Issue #1547, opened 2024-07-29
Add project-config administration


f1sh1918:
**Is your feature request related to a problem? Please describe.**
Create a basic project config for koblenz in administration.

**Describe the solution you'd like**
- copy the project-config from nuernberg
- rename `name` `projectId` by replacing nuernberg by Koblenz
- Extensions: StartDayExtension, BirthdayExtension, RegionExtension (also adjust the extension column names), new extension aktenzeichen will be added here #1419
- `csvExport` can be disabled and has not to be configured
- `cardStatistics` can be disabled

**Describe alternatives you've considered**

**Additional context**

PR #1554, opened 2024-07-30
1547: Add project config for koblenz

f1sh1918:
### Short description

To be able to start the druckerei with koblenz config we need a basic project configuration

### Proposed changes

- added basic project config for koblenz
- added favicon icon
- added runConfigs for the project roles (not sure if we need anything except project admin, since cards will be created via self service portal)
- remove ability for card creation in the administration, since they will be created in the user portal

### Side effects

- none

### Resolved issues

Fixes: #1547 

### Testing
- Create users and login


.idea/runConfigurations/Create_project_admin__env_local_buildConfig_koblenz_.xml
seluianova, line 1: just wondering, for nurnberg we only have a region admin.
won't it be the same for koblenz?

administration/src/project-configs/bayern/config.ts
```diff
@@ -83,6 +83,7 @@ const config: ProjectConfig = {
       primaryColorLight: '#c6c0d8',
     },
   },
+  cardCreation: true,
```
seluianova, line 86: nit-picky one:
maybe to follow the style we already have
```suggestion
cardCreation: {
  enabled: false,
},
```

f1sh1918: i think we just need this object style if we add some additional parameters/configs if it is enabled. Which we don't do here, so i think thats not needed here

steffenkleinle (approved):
LGTM.
Tested creating a user via CLI and UI for koblenz in firefox. Login works as expected.
I just had to switch between the projects, otherwise I get `Server nicht erreichbar`.

administration/src/project-configs/koblenz/pdf.ts
```diff
@@ -0,0 +1,42 @@
...
+}
+
+const renderCardHash = ({ cardInfoHash }: InfoParams) => {
+  return cardInfoHash
+}
+
+// TODO 1422 Create PDF for koblenz
+
+const pdfConfiguration: PdfConfig = {
+  title: 'Koblenz-Pässe',
```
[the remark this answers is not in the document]
f1sh1918: Indeed we have a static and a dynamic card for koblenz and this is used as a doc name of the pdf. we have the same for nuernberg.

f1sh1918:
> LGTM. Tested creating a user via CLI and UI for koblenz in firefox. Login works as expected. I just had to switch between the projects, otherwise I get `Server nicht erreichbar`.

Dunno why the switch didn't work directly. I checked that again by removing the local storage variable and start administration again. for me it works directly if i click on switch to "Koblenz"

Issue #1381, opened 2024-04-08
strip spaces around names before comparison


Docmale:
**Is your feature request related to a problem? Please describe.**
The comparison of the applicant's name with the name of the contact person in the organization fails if a name is accompanied by a space.

**Describe the solution you'd like**
Leading and trailing spaces should be removed before comparison

**Describe alternatives you've considered**
Leave as is.

Consider removing all non word character(hyphens, dots) and convert to lowercase letters before comparison:
Dr. Hans-Peter Müller Lüdenscheid -> drhanspeterüllerlüdenscheid 
Dr Hans Peter müller Lüdenscheid ->  drhanspeterüllerlüdenscheid

michael-markl:
Where does this comparison take place?

f1sh1918:
> Where does this comparison take place?

https://github.com/digitalfabrik/entitlementcard/pull/1252/files#

PR #1559, opened 2024-08-01
1381: Make name comparison more robust

steffenkleinle:
### Short description

Make name comparison more robust.

### Proposed changes

- Use normalize-strings
- Trim whitespaces before comparing
- Remove special characters before comparing

### Side effects

None.

### Resolved issues

Fixes: #1381.


f1sh1918 (approved):
Looks good 👍

Issue #1487, opened 2024-06-06
Improve sorting store list


Docmale:
**Is your feature request related to a problem? Please describe.**
As a user i want to sort the store item either alphabetically or by distance. In the current implementation the sorting is not clear and can not be changed

**Describe the solution you'd like**
- Indicate in the headline of the store list (currently "Suchergebnisse" ) whether its sorted alphabetically or by distance by adding the particular label
- Show the FAB button (that only will be displayed once after permitting location) permanently.
- Sort the store list by default alphabetically if location permission is not given
- Sort the store list by store distance if location permission is given
- Depending on which sorting is applied, give the user the ability with the FAB button to change the sorting

**Additional context**

f1sh1918:
For me the button only disapears if it was clicked once.
I agree that it might be confusing that there is no "indicator" which sorting was used.
I think we should sort them automatically nearby if user location is available and alphabetically if user location is disabled and indicate the sorting somewhere

f1sh1918:
i think if we implement option 2 an option could be.

1. Default label for search results "Suchresultate (alphabetisch sortiert)
2. Click on in meiner Nähe suchen 
3. The label "Suchresultate" will change to "Suchresultate (in der Nähe)
4. FAB Button changes to "Alphabetisch suchen"
5. Click on it sorting changes to default and label changes to 1.

What do you think about that @Docmale , @ztefanie , @michael-markl  and @seluianova 
I could also ask toni for help

michael-markl:
Yeah it's a tough one, because (as far as I can see) there's really no reason to sort alphabetically except if there is no location available. so having a huge button just for sorting Alphabetically seems bad to me.

michael-markl:
I removed the `bug` flag because it's not a bug (the button only displays if the location permission was not given at the time of app startup), but I admit it might be confusing to the user

f1sh1918:
Maybe we ask @hauf-toni for her opinion

f1sh1918:
@hauf-toni thx for your input. I updated the task description and the task is ready to go

PR #1560, opened 2024-08-02
1487: Allow switching of sorting mode for store list

steffenkleinle:
### Short description

Improve sorting for store list by allowing to switch the sorting mod and giving additional information.

### Proposed changes

- Add information about sorting mode to search results
- Always show FAB to allow switching between sorting mode
- Display snackbar if permission is rejected

### Side effects

None.

### Resolved issues

Fixes: #1487.


frontend/lib/home/home_page.dart
```diff
@@ -91,15 +91,13 @@ class HomePageState extends State<HomePage> {
...
-      floatingActionButton: _currentTabIndex == mapTabIndex
-          ? FloatingActionMapBar(
-              bringCameraToUser: (position) async {
-                await mapPageController?.bringCameraToUser(position);
-              },
-              selectedAcceptingStoreId: selectedAcceptingStoreId,
-            )
-          // Returning a Container() instead of null avoids animations
-          : Container(),
+      floatingActionButton: FloatingActionMapBar(
```
steffenkleinle, line 94: Moving this check inside of `FloatingActionMapBar` was necessary to have enough space for the snackbar. Let me know if there are better ways to achieve this.

frontend/lib/search/location_button.dart
```diff
@@ -64,28 +64,65 @@ class _LocationButtonState extends State<LocationButton> {
...
+        ),
+      );
     }
   }
 
+  Future<void> _showFeatureDisabled() async {
+    final messengerState = ScaffoldMessenger.of(context);
+    final t = context.t;
+    messengerState.showSnackBar(
+      SnackBar(
```
steffenkleinle, line 88: The snackbar is currently shown on top of the FAB, let me know if I should adjust this.

steffenkleinle (commented):
Please be critical with this PR, wasn't really sure about some decisions.

frontend/lib/home/home_page.dart
f1sh1918: hm i can not find an issue with the old implementation?
If i click change language and switch to map.
Snackbar appears. Button is moved a bit up.  Even i think its not a big issue if it overlaps for some seconds tbh
[Screen_recording_20240805_101121.webm](https://github.com/user-attachments/assets/1dd3c5aa-2d04-4d22-b5d9-f6a737d932bb)

frontend/lib/search/location_button.dart
f1sh1918: thats okay i think. Can you give me a hint how i can test this snackbar message

frontend/lib/search/location_button.dart
```diff
@@ -32,21 +36,17 @@ class _LocationButtonState extends State<LocationButton> {
...
   @override
   Widget build(BuildContext context) {
-    if (_locationStatus == LocationRequestStatus.requestSuccessful) {
-      return Container();
-    }
     final settings = Provider.of<SettingsModel>(context);
     final t = context.t;
-    if (settings.locationFeatureEnabled) {
+    if (widget.sortingMode == SortingMode.alphabetically) {
       return Container(
```
f1sh1918, line 42: since there is lots of duplicated code, i think its nicer to create ab FAB widget and use there all the static parameters and pass the only text, icon and onPress fkt.
I think you should also add an icon for alphabetically sorting to keep the look and feel equal
https://api.flutter.dev/flutter/material/Icons-class.html

frontend/lib/search/search_page.dart
```diff
@@ -18,11 +22,25 @@ class _SearchPageState extends State<SearchPage> {
...
+          ? SortingMode.byDistance
+          : SortingMode.alphabetically);
+    });
+  }
 
   @override
   Widget build(BuildContext context) {
     final t = context.t;
-    final currentCoordinatesInput = _coordinates;
+    if (_sortingMode == null) {
```
f1sh1918, line 41: I would rather prefer to set  a default value for the sorting mode and make it mandatory instead of checking here for null value. Even you could remove this "!" for `sortingMode`
`SortingMode _sortingMode = SortingMode.alphabetically;`

frontend/lib/search/search_page.dart
```diff
@@ -50,14 +68,22 @@ class _SearchPageState extends State<SearchPage> {
...
+          setCoordinates: (position) => setState(() {
+            _coordinates = CoordinatesInput(lat: position.latitude, lng: position.longitude);
+            _sortingMode = SortingMode.byDistance;
+          }),
+          setSortingMode: (sortingMode) {
+            if (sortingMode == SortingMode.alphabetically || _coordinates != null) {
+              setState(() => _sortingMode = sortingMode);
+            }
+          },
+          sortingMode: _sortingMode!,
```
f1sh1918, line 85:
```suggestion
          sortingMode: _sortingMode,
```

frontend/lib/search/search_page.dart
```diff
@@ -50,14 +68,22 @@ class _SearchPageState extends State<SearchPage> {
             ResultsLoader(
               searchText: searchFieldText,
               categoryIds: _selectedCategories.map((e) => e.id).toList(),
-              coordinates: currentCoordinatesInput,
+              coordinates: _sortingMode == SortingMode.byDistance ? _coordinates : null,
             )
           ],
         ),
         LocationButton(
```
f1sh1918, line 75: We have two `LocationButtons` (map/search) i think since we now switch different sortings with this button we should rename it to "SortingButton" or sth. similar.

f1sh1918 (commented):
Very nice pr. Works fine 👍 
Just added some comments which are minor

frontend/lib/search/location_button.dart
steffenkleinle: Okay. Sure, block the location permission and press the FAB :)

frontend/lib/search/search_page.dart
steffenkleinle: The reason why I did not opt for a default value is that this might lead to flickering, as the sorting mode is automatically updated/changed at a later point if the location feature is enabled and user coordinates are available.

frontend/lib/search/search_page.dart
steffenkleinle: Somehow needed, otherwise I get an error. Not sure why, I thought dart would handle stuff like this automatically.

frontend/lib/search/search_page.dart
f1sh1918: i couldn't recognize a flickering. but i'm also fine to keep your solution

frontend/lib/search/search_page.dart
f1sh1918: yes its just changeable by setting default sortingMode. so i you keep your solution. you can also keep this

frontend/lib/widgets/extended_floating_action_button.dart
```diff
@@ -0,0 +1,39 @@
...
+import 'package:flutter/material.dart';
+
+class ExtendedFloatingActionButton extends StatelessWidget {
+  final String label;
+  final bool loading;
+  final IconData icon;
+  final void Function() onPressed;
+
+  const ExtendedFloatingActionButton(
+      {super.key,
```
f1sh1918, line 11: please run linter

frontend/lib/search/location_button.dart
f1sh1918: not its okay. its just temporary

f1sh1918 (approved):
Nicely done 👍 
Just run formatter and its good to go

frontend/lib/home/home_page.dart
steffenkleinle: Without this, I just get the following error and no snackbar is shown:
image

frontend/lib/search/location_button.dart
steffenkleinle: @f1sh1918 what do you mean by that?

f1sh1918: the snackbar is just showing up temporary for some seconds. so its okay for me

ztefanie (approved):
Tested. Works as expected.

Issue #1424, opened 2024-04-29
Create a mapping-database table for linking koblenz-users-table and cards-table


ztefanie:
**Is your feature request related to a problem? Please describe.**
we need a new table, which links the koblenz-users-table with the card that is connected to the entry in the koblenz users table.

**Describe the solution you'd like**
- Create a new table with two fields:
- id of the cards table
- id of koblenz-users-table
- extend createCard function->fill this table with the particular ids 

**Describe alternatives you've considered**
Add a field "cardID" to the koblenz users table

seluianova:
**Questions**:
Do we want to allow multiple cards to be created for the same user?
When an additional card is created, should we keep the old cards active or we want to deactivate them?

seluianova:
@ztefanie @f1sh1918 
Could you please clarify if there is a specific reason why we want to store the relation in a separate mapping table?
I believe this approach is usually used for many-to-many relationships. While we have a one-to-many relation in our case.

> Describe alternatives you've considered:
> Add a field "cardID" to the koblenz users table

I would create an entitlements_id column in cards table.
Because for one user we can have many cards (one active, others revoked).
Any objections to that?

f1sh1918:
no i think thats fine. 
i think the reason was that we didn't want to adjust the card table with another optional id
the only thing we have to ensure later in the "extend card" function is that the old card will be revoked after new card was activated but that should work with this solution

ztefanie:
yes thats fine.

PR #1563, opened 2024-08-06
1421: Add createCardFromSelfService mutation (Koblenz)

seluianova:
### Short description
Add createCardFromSelfService mutation to create cards from the Self-Service Portal

### Proposed changes
- add new mutation (receive user data --> make hash --> check user entitlements --> create static and dynamic card)
- make issuerId column in the cards table nullable for cards created wth the new mutation

**Open question**:
Do we want to add smthg like a userentitlements_id column to the cards table?

**Not included:**
- tests (come next)
- rate limiting (should be discussed)

### Side effects
Hopefully none?

### Resolved issues
Fixes: #1421


backend/src/main/kotlin/app/ehrenamtskarte/backend/cards/webservice/schema/CardMutationService.kt
```diff
@@ -115,6 +124,88 @@ class CardMutationService {
...
+            regionId,
+            numberOfDynamicCards = 1,
+            numberOfStaticCards = if (generateStaticCode) 1 else 0
+        )
+
+        return activationCode
+    }
+
+    private fun enrichCardInfoWithExpDayAndStartDay(cardInfo: Card.CardInfo, expirationDay: Int, startDay: Int): Card.CardInfo {
+        return cardInfo.toBuilder()
```
seluianova, line 186: Is there a less ugly way to update card info?

seluianova, line 186: Maybe there is a less ugly way to update card info to set dates from the user entitlements table?

backend/src/main/kotlin/app/ehrenamtskarte/backend/regions/database/repos/RegionsRepository.kt
```diff
@@ -27,11 +27,11 @@ object RegionsRepository {
...
 
     fun findByIdInProject(project: String, id: Int): RegionEntity? {
-        val query = (Projects innerJoin Regions)
+        return (Projects innerJoin Regions)
             .slice(Regions.columns)
             .select { Projects.project eq project and (Regions.id eq id) }
-            .single()
-        return RegionEntity.wrapRow(query)
+            .singleOrNull()
+            ?.let { RegionEntity.wrapRow(it) }
```
seluianova, line 34: The return type was nullable in the declaration, but the function never returned null

seluianova, line 34: The return type was nullable in the declaration, but the function never returned null

backend/src/main/kotlin/app/ehrenamtskarte/backend/cards/Argon2IdHasher.kt
```diff
@@ -23,7 +23,7 @@ class Argon2IdHasher {
         private fun encodeWithoutSalt(
             hash: ByteArray?,
             parameters: Argon2Parameters
-        ): String? {
+        ): String {
```
seluianova, line 26: It’s never null, or I missed something?

backend/src/main/kotlin/app/ehrenamtskarte/backend/cards/webservice/schema/CardMutationService.kt
```diff
@@ -115,6 +124,88 @@ class CardMutationService {
         }
     }
 
+    @GraphQLDescription("Creates a new digital entitlementcard from self-service portal")
+    fun createCardFromSelfService(
```
seluianova, line 128: Open for suggestions regarding the name

f1sh1918: i like it

backend/src/main/kotlin/app/ehrenamtskarte/backend/cards/webservice/schema/CardMutationService.kt
```diff
@@ -115,6 +124,88 @@ class CardMutationService {
...
+        if (context.backendConfiguration.production) {
+            throw ForbiddenException()
+        }
+        if (project != KOBLENZ_PASS_PROJECT) {
+            throw NotKoblenzProjectException()
+        }
+
+        val cardInfo = parseEncodedCardInfo(encodedCardInfo)
+        val regionId = cardInfo.extensions.extensionRegion.regionId
+        transaction { RegionsRepository.findByIdInProject(project, regionId) } ?: throw RegionNotFoundException()
```
seluianova, line 145: Maybe it's a redundant check, since we check entitlements per region anyway

backend/src/main/kotlin/app/ehrenamtskarte/backend/cards/database/repos/CardRepository.kt
```diff
@@ -57,7 +57,7 @@ object CardRepository {
             this.expirationDay = expirationDay
             this.issueDate = Instant.now()
             this.regionId = EntityID(regionId, Regions)
-            this.issuerId = EntityID(issuerId, Administrators)
+            this.issuerId = if (issuerId != null) EntityID(issuerId, Administrators) else null
```
steffenkleinle, line 60: :question: would it perhaps make sense to set the `issuerId` to something representing the self-service portal instead of setting it to null, i.e. to introduce a hard-coded "administrator" to identify the self-service portal.

backend/src/main/kotlin/app/ehrenamtskarte/backend/cards/webservice/schema/CardMutationService.kt
```diff
@@ -115,6 +124,88 @@ class CardMutationService {
...
     }
 
+    @GraphQLDescription("Creates a new digital entitlementcard from self-service portal")
+    fun createCardFromSelfService(
+        dfe: DataFetchingEnvironment,
+        project: String,
+        encodedCardInfo: String,
+        generateStaticCode: Boolean
+    ): CardCreationResultModel {
+        // TODO disable for production until the Koblenz project is ready to go live
```
steffenkleinle, line 134: Should this be disabled in this PR?

seluianova: Why not?

backend/src/main/kotlin/app/ehrenamtskarte/backend/cards/database/repos/CardRepository.kt
seluianova: I considered this option as an alternative, but was not sure about the benefit

backend/src/main/kotlin/app/ehrenamtskarte/backend/cards/webservice/schema/CardMutationService.kt
seluianova: Ah, I’ve got your question. It is disabled in this PR in the next lines.
Probably the statement should be like “TODO remove the condition once the Koblenz project is ready to go live”

backend/src/main/kotlin/app/ehrenamtskarte/backend/cards/database/repos/CardRepository.kt
steffenkleinle: Yes, not sure either. I just thought it might prevent accidentally missing the issuerId. But I guess this is only a small benefit.

f1sh1918: hm the problem is we might need a new role for that because we need a "protected" user that will be created once in this case if we set an issuer id. (i think we should avoid this) i thought about it could make sense to set a flag in the card table like a source (SelfService) (InternalService) or sth meaningful to indicate that the issuerId is not missing by mistake.

seluianova: @f1sh1918 or as I noted in "open questions", maybe we can add a reference column to user entitlements table.
it might also indicate, that it's a self-service.
what do you think?

backend/src/main/kotlin/app/ehrenamtskarte/backend/cards/webservice/schema/CardMutationService.kt
```diff
@@ -115,6 +124,88 @@ class CardMutationService {
...
+        val context = dfe.getContext<GraphQLContext>()
+        if (context.backendConfiguration.production) {
+            throw ForbiddenException()
+        }
+        if (project != KOBLENZ_PASS_PROJECT) {
+            throw NotKoblenzProjectException()
+        }
+
+        val cardInfo = parseEncodedCardInfo(encodedCardInfo)
+        val regionId = cardInfo.extensions.extensionRegion.regionId
```
f1sh1918, line 144: i don't think we can get the `regionId` from the `cardInfos` from the self service form since we have no user that is logged in and creates the card (There we normally get the `regionId`, because the regionManager or regionAdmin has a particular `regionId`)
You have to get it from `userentitlements` and enrich it.

backend/src/main/kotlin/app/ehrenamtskarte/backend/cards/webservice/schema/CardMutationService.kt
f1sh1918: According to my comment before we shouldn't need it, since we get it from userEntitlements and if the user was not found you already throw an exception

backend/src/main/kotlin/app/ehrenamtskarte/backend/cards/webservice/schema/CardMutationService.kt
```diff
@@ -115,6 +124,88 @@ class CardMutationService {
...
+        )
+
+        val userHash = Argon2IdHasher.hashKoblenzUserData(user)
+
+        val userEntitlements = transaction { UserEntitlementsRepository.findUserEntitlements(userHash.toByteArray(), regionId) }
+        if (userEntitlements == null || userEntitlements.revoked || userEntitlements.endDate.isBefore(LocalDate.now())) {
+            throw InvalidUserEntitlementsException()
+        }
+
+        val cardInfoWithExpDayAndStartDay = enrichCardInfoWithExpDayAndStartDay(
```
f1sh1918, line 160: please also enrich regionId
(optional) i don't like shortening function names since its not that easy to understand so i would prefer
`enrichCardInfoWithRegionIdExpirationDayAndStartDay`
Or just name it `enrichMissingCardInfo` if it gets too long

backend/src/main/kotlin/app/ehrenamtskarte/backend/migration/migrations/MigrationsRegistry.kt
```diff
@@ -15,6 +15,7 @@ object MigrationsRegistry {
         V0011_AddRegionCardConfirmationMailActivation(),
         V0012_AddApplicationCardCreated(),
         V0013_FixExpirationDateGoldCard(),
-        V0014_CreateUserEntitlementsTable()
+        V0014_CreateUserEntitlementsTable(),
+        V0015_MakeCardIssuerIdColumnNullable()
```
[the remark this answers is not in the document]
f1sh1918: maybe you can check my pr and we can merge it if its okay since it came first :)

f1sh1918 (commented):
Added some comment but just some small things
Good work :)

Just use the regionKey `07111` for the import its connected to koblenz

backend/src/main/kotlin/app/ehrenamtskarte/backend/cards/database/repos/CardRepository.kt
f1sh1918: there is a separate task for that. I think we agreed on to keep the card table as it is but create a separate table for that relationship
https://github.com/digitalfabrik/entitlementcard/issues/1424

seluianova: True, I forgot about that, thanks

backend/src/main/kotlin/app/ehrenamtskarte/backend/cards/webservice/schema/CardMutationService.kt
seluianova: Ah, then I also need to update the user import a bit, currently it allows to upload the same user hash for different regions.
I thought we will pass the region through the form somehow.

f1sh1918:
Hm for me the encoded card info doesn't fit with the entitlement card import

image

seluianova:
@f1sh1918 ops, sorry, I copy-pasted the wrong hash. I have just fixed the PR description

backend/src/main/kotlin/app/ehrenamtskarte/backend/cards/webservice/schema/CardMutationService.kt
f1sh1918: yes but you can also do it in a separate task

backend/src/main/kotlin/app/ehrenamtskarte/backend/cards/webservice/schema/CardMutationService.kt
seluianova: Renamed to enrichCardInfo(), as basically from the implementation perspective it doesn't matter if the data is missing or not, it will be added anyway

backend/src/main/kotlin/app/ehrenamtskarte/backend/cards/webservice/schema/CardMutationService.kt
seluianova: Already done here

backend/src/main/kotlin/app/ehrenamtskarte/backend/cards/webservice/schema/CardMutationService.kt
```diff
@@ -115,6 +124,88 @@ class CardMutationService {
...
+        project: String,
+        encodedCardInfo: String,
+        generateStaticCode: Boolean
+    ): CardCreationResultModel {
+        // TODO disable for production until the Koblenz project is ready to go live
+        val context = dfe.getContext<GraphQLContext>()
+        if (context.backendConfiguration.production) {
+            throw ForbiddenException()
+        }
+        if (project != KOBLENZ_PASS_PROJECT) {
```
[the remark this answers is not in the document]
seluianova: like boolean selfServiceEnabled ?

f1sh1918:
@seluianova 
Could you adjust the project in the `UserImportHandler` (LN71) to koblenz. Then we could directly use the correct region in the import csv

seluianova:
> Could you adjust the project in the UserImportHandler (LN71) to koblenz

@f1sh1918 set to Koblenz, updated test data in the PR description

f1sh1918 (approved):
Tested. Works fine 👍

backend/src/main/kotlin/app/ehrenamtskarte/backend/cards/webservice/schema/CardMutationService.kt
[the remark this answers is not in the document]
f1sh1918: yes. i overseen this. adding to local config true. everything works fine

• Aim of the task:
The lines to show are those in the data above that include "adding".

• Exercise response:
- Indicate in the headline of the store list (currently "Suchergebnisse" ) whether its sorted alphabetically or by distance by adding the particular label
f1sh1918: yes. i overseen this. adding to local config true. everything works fine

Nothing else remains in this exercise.